Any poultry, especially breast meat, along with lean cuts of pork such as pork loin, pork chops, or pork tenderloin and ribs, can benefit from being brined. While a brine can help the meat retain moisture during long low and slow smokes on larger cuts of meat.
What is the formula for brine?
Add 1 tablespoon of salt for every cup of water you used and mix until the salt is completely dissolved. For example, if you are using 1 gallon (16 cups) of water, add 16 tablespoons (1 cup) of salt.
Can you brine pork too long?
Yes. If pork sits in a brine solution for too long, the salt will cause the protein strands to break down too far. That means that the meat will have a mushy texture when it’s finished cooking. Over-brining will also make the pork taste too salty.
Should you brine meat before smoking?
Brining Makes Smoked Meat More Juicy
Before adding your meat to your smoker, consider brining it first. Whether you’re smoking a beef brisket, ribs, chicken breasts, fish or any meat, it will taste better if you allow it to brine for at least a few hours.

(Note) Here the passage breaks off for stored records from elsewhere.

PR #51, opened 2019-04-24
Automatic Deployment using CircleCI

marcoacierno:
## How does this work

Every time a commit is pushed to CircleCI the pipeline checks if a file named `RELEASE.md` exists and if it follows the correct format.

The first line of a RELEASE.md should be the release type, followed by the changelog.

Example of a `RELEASE.md`:

```
Release type: patch

Here you can insert all the changes you want. Multiple lines supported, markdown supported too.
```

Release type can be of the following values: `patch`, `minor` and `major`.

The release type is used to decide which part of Strawberry version to bump (major => x.0.0, minor => y.x.0, patch => y.y.x) (where `x` will be the incremented version, and `y` the current).

The changelog part (everything below the release type) is copied and inserted into `CHANGELOG.md` with the version and current date.

If everything is correct, the library is built and a new tag with the current version (example `0.5.6`) is created together with a new GitHub's release, where the changelog will used as a description of the release.

A new commit with the title `Release xxx` (where `xxx` is the new version) is created with the changes to the CHANGELOG.md, pyproject.toml and removing the RELEASE.md file.

Once everything completed with success, we release the library on PyPi using `poetry publish` aaand it's over :)

## TODO

We need to decide:

- [x] Username and email of the git commit

## How to configure CircleCI:

- [x] Generate an SSH key for CircleCI using `ssh-keygen -m pem`.
- [x] Add the public key in the `GitHub` > `Settings` > `Deploy keys` section
- [x] Add the private key in the CircleCI `SSH Permissions`. Using `github.com` as `HOST`.
- [ ] NOT REQUIRED: `add_ssh_keys` adds by default all the keys, we can manually add one key by passing the fingerprint as parameter
```      
- add_ssh_keys:
     fingerprints:
       - "54:7e:55:49:d3:5b:67:d6:12:d0:a0:51:ed:d7:81:8c"
```
- [x] On CircleCI add the following env. variables:
   - `GITHUB_TOKEN`: Used to create the release on GitHub
   - `PYPI_USERNAME`: Used to publish the library
   - `PYPI_PASSWORD`: Used to publish the library


marcoacierno:
I wonder if we want to also implement a bot that checks all the PR merging to `master` to see if the `RELEASE.md` file exists and is valid, what do you think?

.circleci/config.yml
```diff
@@ -66,6 +66,19 @@ jobs:
...
+    steps:
+      - add_ssh_keys
+      - checkout
+      - run: make check-has-release
+      - run: make install-deploy-deps
+      - run: make prepare-release
+      - run: poetry build
+      - run: make create-github-release
+      - run: make publish-changes
+      - run: poetry publish --username $PYPI_USERNAME --password $PYPI_PASSWORD
```
patrick91: doesn't look like we can publish using a token, so I guess we should create a new user for this :)

scripts/base.py
```diff
@@ -0,0 +1,80 @@
...
+    subprocess.check_output(["git", "rev-parse", "--show-toplevel"])
+    .decode("ascii")
+    .strip()
+)
+PROJECT_NAME = "Strawberry"
+
+# Files configuration
+
+RELEASE_FILE_NAME = "RELEASE.md"
+RELEASE_FILE = os.path.join(ROOT, RELEASE_FILE_NAME)
```
patrick91: nitpick, maybe it would be nicer to use [Pathlib](https://docs.python.org/3/library/pathlib.html) since we are on python 3 :)

scripts/base.py
```diff
@@ -0,0 +1,80 @@
...
+GIT_USERNAME = "USERNAME_HERE"
+GIT_EMAIL = "EMAIL_HERE"
+
+
+def run_process(popenargs):
+    return subprocess.check_output(popenargs).decode("ascii").strip()
+
+
+def git(popenargs):
+    # avoid decode ascii for the commit message
```
patrick91: what does this mean? :)

scripts/base.py
```diff
@@ -0,0 +1,80 @@
...
+PROJECT_TOML_FILE_NAME = "pyproject.toml"
+PROJECT_TOML_FILE = os.path.join(ROOT, PROJECT_TOML_FILE_NAME)
+
+CHANGELOG_FILE_NAME = "CHANGELOG.md"
+CHANGELOG_FILE = os.path.join(ROOT, CHANGELOG_FILE_NAME)
+
+# Git configuration
+
+GIT_USERNAME = "USERNAME_HERE"
+GIT_EMAIL = "EMAIL_HERE"
```
patrick91: do we need environment variables for these?

scripts/has_release.py
```diff
@@ -0,0 +1,12 @@
...
+
+sys.path.append(os.path.dirname(__file__))  # noqa
+
+from base import run_process, RELEASE_FILE
+
+
+if __name__ == "__main__":
+    if not os.path.exists(RELEASE_FILE):
+        print("Not releasing a new version because there isn't a RELEASE.md file.")
+        run_process(["circleci", "step", "halt"])
```
patrick91: TIL :) will this fail the build, or just stop it?

marcoacierno: The build will stop with a success status

scripts/base.py
marcoacierno: It depends, I think we can keep those in the code as they will be public anyway?

scripts/base.py
marcoacierno: If we want to use (for example) emojis in the commit message we cannot use `run_process` because the output is converted to ascii using `decode('ascii')`, hence the new utility only for git

scripts/base.py
marcoacierno: sure, will do it soon

scripts/base.py
patrick91: good point :)

scripts/base.py
patrick91: got it :)

tswicegood:
Came across this repo from GraphQL Weekly and thru some random browsing came across this PR. This is some pretty awesome code. Any thoughts about taking this and making it a helper package that could be shared amongst multiple repos?

scripts/base.py
marcoacierno: I will write a better comment now

patrick91:
@tswicegood sounds good actually :) I guess that's up to @marcoacierno to decide as the code has been written by him, but I like the idea of having something that can be reused in other repositories :)

marcoacierno:
@tswicegood Yes I like the idea :) I will have a look at this weekend, we will need to make it generic to use other stuff other than poetry. Thank you :)

tswicegood:
Sweet! Feel free to ping me @marcoacierno if ya want an extra set of eyes on the code. I'm a big fan of Circle CI. 😄

scripts/base.py
marcoacierno: done!

PR #59, opened 2019-05-10
Add support for passing a resolver function when declaring a field

patrick91:
TODO: 

- [x] Check if it has correct annotations (return and arguments)
- [x] Support for arguments (now they are ignored)

### DIFF
--- a/strawberry/field.py
+++ b/strawberry/field.py
@@ -37,18 +37,18 @@ class LazyFieldWrapper:
         self.kwargs = kwargs
 
         if callable(self._wrapped_obj):
-            self._check_has_annotations()
+            self._check_has_annotations(self._wrapped_obj)
 
-    def _check_has_annotations(self):
+    def _check_has_annotations(self, func):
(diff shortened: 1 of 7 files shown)


patrick91:
Going to do some refactoring while adding support for this, bear with me :)

strawberry/field.py
```diff
@@ -103,19 +118,46 @@ class strawberry_field:
...
+        self.field_description = description
+        self.field_resolver = resolver
         self.is_subscription = is_subscription
-        self.description = kwargs.get("description", None)
-        self.name = kwargs.pop("name", None)
-        self.kwargs = kwargs
+        self.is_input = is_input
+
+        super().__init__(
+            # TODO:
```
marcoacierno: What is this TODO left here?

patrick91: I need to support default values when using field, forgot about it :D

patrick91:
@marcoacierno I think I can merge this, do you want to have one final look? :)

What is the salt to water ratio for a brine?
The traditional brine is made from a ratio of 1 cup of salt to 1 gallon of water. This is based on table salt. One cup of table salt weighs in at 10 ounces. So we want 10 ounces of salt (by weight) per gallon of water.
How long should you brine pork?
I recommend brining your pork for at least 6 hours, but no longer than 24 hours. If you go for less than 6 hours, the pork won’t have time to absorb all the flavors. Do not exceed 24 hours or the meat can become overly salty. I typically aim for about 12 hours when possible.
Do you know how do you make a brine solution?
For a traditional brine, all you need is water, salt and a little time—that’s it; you barely even need a recipe. I like using 1 tablespoon of kosher salt for every cup of water. For smaller cuts, like chicken breasts or pork chops, 4 cups of water will be sufficient to cover the meat completely.
What are the three different brine concentration?
There are three main salting methods: kench salting, pickle curing and brining. The first two methods yield fish with a relatively high salt concentration while the third method (brining) is commonly used for products with a low salt concentration.
Do you have to boil water for a brine?
Tip: There is no need to boil all the brine liquid because you can fully dissolve the salt and sugar and extract the flavor out of any seasonings in 1½ cups of liquid.
Should I rinse pork after brining?
Do you rinse pork chops after brining? Yes. You will most likely rinse anything after brining to get any excess salt off the skin and be able to add your own flavors.
Do you Season pork after brining?
Seasoning Brined Pork Chops
The important thing to remember when you do brine meats, is that you rinse the brine off after it has marinated, dry it well and do NOT season the meat again with salt. In this recipe, we rub a spice blend on the pork instead that does not contain salt.
Is it OK to brine pork for 48 hours?
A whole loin should be brined for 48 to 72 hours. When first brining, it is a good idea to start with the shorter times and then increase the time if you feel it is necessary, because the longer the meat is in the solution the more salt that soaks into the meat.